• [INSTRUCTIONS FOR THE TASK]
Locate the string "argparse" in the records below. Copy every line where it occurs.

• [DATA RECORDS]
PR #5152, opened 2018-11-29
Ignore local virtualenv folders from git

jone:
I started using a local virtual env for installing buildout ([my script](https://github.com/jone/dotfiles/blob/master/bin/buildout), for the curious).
--
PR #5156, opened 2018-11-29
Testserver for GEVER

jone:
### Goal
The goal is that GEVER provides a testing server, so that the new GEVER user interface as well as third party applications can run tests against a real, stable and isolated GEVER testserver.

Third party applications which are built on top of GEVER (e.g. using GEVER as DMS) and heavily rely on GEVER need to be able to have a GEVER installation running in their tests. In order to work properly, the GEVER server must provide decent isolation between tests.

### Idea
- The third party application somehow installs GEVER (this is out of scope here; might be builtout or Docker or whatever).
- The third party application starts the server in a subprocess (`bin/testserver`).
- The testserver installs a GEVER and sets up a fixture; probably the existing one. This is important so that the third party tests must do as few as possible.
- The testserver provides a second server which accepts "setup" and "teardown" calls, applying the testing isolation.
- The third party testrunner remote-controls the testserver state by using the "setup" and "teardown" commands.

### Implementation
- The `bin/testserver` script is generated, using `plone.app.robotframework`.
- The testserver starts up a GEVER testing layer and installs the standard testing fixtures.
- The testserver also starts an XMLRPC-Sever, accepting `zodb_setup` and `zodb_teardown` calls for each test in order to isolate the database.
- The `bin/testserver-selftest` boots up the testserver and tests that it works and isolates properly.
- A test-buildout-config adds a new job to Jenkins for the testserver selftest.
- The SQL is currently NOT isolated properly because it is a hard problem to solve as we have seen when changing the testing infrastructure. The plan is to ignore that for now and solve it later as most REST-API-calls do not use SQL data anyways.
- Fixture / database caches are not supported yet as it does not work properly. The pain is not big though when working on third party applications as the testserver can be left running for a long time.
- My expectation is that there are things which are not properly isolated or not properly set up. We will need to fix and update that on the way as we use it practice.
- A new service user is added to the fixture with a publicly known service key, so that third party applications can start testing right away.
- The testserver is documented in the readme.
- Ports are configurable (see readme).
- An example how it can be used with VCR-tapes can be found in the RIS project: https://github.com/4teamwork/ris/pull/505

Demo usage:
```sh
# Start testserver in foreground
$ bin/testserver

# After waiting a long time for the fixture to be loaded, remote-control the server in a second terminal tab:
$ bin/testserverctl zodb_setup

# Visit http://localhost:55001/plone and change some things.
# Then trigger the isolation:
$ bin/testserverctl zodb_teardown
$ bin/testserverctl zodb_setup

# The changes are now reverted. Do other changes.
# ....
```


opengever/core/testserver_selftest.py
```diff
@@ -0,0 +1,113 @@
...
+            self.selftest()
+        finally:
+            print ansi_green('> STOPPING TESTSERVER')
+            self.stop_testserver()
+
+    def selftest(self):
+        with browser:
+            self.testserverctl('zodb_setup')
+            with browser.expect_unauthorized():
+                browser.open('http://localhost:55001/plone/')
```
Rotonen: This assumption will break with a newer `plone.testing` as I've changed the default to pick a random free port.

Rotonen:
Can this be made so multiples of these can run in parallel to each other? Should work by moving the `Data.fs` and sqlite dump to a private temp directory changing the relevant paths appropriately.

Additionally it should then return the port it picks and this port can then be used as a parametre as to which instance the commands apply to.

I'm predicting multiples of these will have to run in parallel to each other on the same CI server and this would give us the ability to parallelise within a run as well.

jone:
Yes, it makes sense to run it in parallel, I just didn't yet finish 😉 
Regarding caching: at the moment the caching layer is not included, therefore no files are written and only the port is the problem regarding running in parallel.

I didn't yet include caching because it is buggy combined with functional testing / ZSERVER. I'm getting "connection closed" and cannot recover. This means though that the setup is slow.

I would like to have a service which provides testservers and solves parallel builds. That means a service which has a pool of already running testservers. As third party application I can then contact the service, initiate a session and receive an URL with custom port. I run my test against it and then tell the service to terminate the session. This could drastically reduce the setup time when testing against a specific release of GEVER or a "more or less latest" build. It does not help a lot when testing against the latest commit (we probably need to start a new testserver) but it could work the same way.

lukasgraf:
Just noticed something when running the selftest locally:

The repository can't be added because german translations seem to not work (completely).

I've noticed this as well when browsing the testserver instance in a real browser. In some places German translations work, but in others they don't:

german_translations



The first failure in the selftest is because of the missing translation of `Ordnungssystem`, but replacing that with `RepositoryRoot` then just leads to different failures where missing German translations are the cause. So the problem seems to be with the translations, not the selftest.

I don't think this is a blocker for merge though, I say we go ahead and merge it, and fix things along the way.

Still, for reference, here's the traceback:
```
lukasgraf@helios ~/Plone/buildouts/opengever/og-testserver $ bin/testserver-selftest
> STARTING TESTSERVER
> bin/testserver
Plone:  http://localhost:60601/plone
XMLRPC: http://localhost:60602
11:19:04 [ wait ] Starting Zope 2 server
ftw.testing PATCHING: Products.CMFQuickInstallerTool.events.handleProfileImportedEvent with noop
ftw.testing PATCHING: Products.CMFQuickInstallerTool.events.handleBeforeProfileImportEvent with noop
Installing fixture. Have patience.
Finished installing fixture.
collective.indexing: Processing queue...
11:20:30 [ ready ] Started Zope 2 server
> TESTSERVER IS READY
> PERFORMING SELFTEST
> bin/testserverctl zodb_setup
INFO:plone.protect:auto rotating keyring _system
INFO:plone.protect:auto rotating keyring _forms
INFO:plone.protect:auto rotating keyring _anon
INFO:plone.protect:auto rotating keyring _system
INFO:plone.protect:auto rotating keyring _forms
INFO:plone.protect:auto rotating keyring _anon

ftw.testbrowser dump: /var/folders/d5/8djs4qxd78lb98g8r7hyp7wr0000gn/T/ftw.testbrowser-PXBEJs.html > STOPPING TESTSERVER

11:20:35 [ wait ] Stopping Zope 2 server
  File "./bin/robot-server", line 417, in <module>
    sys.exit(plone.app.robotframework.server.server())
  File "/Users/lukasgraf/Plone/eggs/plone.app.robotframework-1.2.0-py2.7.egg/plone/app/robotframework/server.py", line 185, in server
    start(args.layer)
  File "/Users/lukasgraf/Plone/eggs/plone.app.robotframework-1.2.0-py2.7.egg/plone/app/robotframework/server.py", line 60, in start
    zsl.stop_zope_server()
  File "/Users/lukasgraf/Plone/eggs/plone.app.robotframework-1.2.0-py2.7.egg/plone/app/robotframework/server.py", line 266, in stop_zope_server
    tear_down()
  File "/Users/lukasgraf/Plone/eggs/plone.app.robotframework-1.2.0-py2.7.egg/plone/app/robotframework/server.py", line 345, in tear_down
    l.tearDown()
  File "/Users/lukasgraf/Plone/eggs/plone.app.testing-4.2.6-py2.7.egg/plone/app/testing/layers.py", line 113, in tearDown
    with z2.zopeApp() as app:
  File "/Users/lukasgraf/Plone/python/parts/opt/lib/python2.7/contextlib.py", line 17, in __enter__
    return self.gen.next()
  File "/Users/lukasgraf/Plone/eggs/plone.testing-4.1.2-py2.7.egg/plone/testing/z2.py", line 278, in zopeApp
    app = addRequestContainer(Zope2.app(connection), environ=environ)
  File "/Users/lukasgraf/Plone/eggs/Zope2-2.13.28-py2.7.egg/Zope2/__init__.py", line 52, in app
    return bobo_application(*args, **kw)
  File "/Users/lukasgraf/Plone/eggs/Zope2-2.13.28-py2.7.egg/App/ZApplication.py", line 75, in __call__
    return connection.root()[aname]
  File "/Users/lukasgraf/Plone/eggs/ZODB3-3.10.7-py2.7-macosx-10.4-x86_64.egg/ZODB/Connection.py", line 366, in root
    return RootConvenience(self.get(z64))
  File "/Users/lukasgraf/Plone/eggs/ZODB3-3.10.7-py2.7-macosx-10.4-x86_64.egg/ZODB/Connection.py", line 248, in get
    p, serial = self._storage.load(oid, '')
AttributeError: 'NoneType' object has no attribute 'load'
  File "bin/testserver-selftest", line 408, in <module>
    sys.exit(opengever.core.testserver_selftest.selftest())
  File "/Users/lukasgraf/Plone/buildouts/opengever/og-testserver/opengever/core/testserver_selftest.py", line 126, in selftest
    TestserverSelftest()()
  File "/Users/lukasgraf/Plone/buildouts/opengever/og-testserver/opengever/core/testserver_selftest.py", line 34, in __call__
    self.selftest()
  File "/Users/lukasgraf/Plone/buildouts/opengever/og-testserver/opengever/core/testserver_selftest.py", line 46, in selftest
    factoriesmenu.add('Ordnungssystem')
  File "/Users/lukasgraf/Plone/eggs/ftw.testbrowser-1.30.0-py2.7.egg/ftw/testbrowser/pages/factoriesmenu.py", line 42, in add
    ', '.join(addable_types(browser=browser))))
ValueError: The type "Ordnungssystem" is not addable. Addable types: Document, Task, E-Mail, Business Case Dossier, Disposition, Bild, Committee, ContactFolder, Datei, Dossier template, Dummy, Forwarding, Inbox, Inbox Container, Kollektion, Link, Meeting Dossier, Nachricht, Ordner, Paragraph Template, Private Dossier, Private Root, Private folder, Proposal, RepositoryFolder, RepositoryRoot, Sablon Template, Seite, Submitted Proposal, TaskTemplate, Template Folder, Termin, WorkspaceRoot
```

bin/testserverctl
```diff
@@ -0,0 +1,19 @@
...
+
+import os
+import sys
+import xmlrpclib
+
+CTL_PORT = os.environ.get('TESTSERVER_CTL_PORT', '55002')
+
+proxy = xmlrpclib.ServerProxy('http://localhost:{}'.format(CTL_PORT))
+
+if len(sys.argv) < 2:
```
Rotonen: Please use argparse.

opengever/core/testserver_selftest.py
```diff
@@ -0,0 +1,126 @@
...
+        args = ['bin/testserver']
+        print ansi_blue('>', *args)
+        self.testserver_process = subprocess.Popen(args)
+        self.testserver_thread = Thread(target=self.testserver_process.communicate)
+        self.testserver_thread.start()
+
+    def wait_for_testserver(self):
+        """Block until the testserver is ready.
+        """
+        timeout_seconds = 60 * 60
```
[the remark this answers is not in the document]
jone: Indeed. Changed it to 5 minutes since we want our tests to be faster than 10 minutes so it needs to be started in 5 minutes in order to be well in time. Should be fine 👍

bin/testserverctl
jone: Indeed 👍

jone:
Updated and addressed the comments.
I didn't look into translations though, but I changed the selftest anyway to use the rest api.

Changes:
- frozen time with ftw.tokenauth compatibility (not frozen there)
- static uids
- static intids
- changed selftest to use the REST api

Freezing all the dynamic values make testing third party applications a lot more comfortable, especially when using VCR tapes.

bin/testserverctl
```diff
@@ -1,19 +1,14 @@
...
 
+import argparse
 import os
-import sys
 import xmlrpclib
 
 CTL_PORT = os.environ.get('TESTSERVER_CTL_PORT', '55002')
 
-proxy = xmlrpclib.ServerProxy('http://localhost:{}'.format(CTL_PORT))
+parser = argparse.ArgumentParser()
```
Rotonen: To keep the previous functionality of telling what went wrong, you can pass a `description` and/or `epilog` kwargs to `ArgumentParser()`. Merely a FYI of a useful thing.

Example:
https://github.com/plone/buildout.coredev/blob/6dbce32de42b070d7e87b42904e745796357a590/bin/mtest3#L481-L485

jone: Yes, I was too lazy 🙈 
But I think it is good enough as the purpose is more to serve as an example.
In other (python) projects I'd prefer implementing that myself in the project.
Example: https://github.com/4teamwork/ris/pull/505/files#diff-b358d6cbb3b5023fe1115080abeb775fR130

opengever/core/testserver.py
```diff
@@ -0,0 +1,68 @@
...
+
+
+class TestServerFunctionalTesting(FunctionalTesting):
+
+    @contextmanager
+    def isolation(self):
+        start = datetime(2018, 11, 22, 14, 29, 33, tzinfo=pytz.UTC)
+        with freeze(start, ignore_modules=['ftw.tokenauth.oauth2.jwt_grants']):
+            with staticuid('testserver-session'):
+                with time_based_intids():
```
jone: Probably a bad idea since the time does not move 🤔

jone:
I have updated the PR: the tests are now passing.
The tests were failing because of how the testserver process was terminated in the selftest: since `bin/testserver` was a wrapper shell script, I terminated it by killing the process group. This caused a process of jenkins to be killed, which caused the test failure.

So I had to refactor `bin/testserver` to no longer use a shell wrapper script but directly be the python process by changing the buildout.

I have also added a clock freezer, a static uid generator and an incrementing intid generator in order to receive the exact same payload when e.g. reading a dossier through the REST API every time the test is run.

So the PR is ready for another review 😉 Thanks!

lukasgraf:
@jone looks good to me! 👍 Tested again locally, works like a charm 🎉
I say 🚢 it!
...
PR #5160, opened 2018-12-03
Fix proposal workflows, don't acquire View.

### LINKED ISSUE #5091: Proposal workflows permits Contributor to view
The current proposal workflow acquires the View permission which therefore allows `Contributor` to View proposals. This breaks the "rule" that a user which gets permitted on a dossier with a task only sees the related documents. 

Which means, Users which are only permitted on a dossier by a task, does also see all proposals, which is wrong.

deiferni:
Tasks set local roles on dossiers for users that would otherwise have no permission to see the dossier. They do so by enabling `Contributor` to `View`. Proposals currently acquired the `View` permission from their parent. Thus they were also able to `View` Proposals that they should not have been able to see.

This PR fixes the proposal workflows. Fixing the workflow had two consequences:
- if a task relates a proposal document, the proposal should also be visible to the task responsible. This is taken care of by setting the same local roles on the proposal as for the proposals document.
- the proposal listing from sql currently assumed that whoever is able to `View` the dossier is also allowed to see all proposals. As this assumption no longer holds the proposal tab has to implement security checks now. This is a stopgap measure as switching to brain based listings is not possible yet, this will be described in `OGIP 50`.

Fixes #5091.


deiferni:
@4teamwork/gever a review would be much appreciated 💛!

• [RESULT OF THE TASK]
Rotonen: Please use argparse.
+import argparse
+parser = argparse.ArgumentParser()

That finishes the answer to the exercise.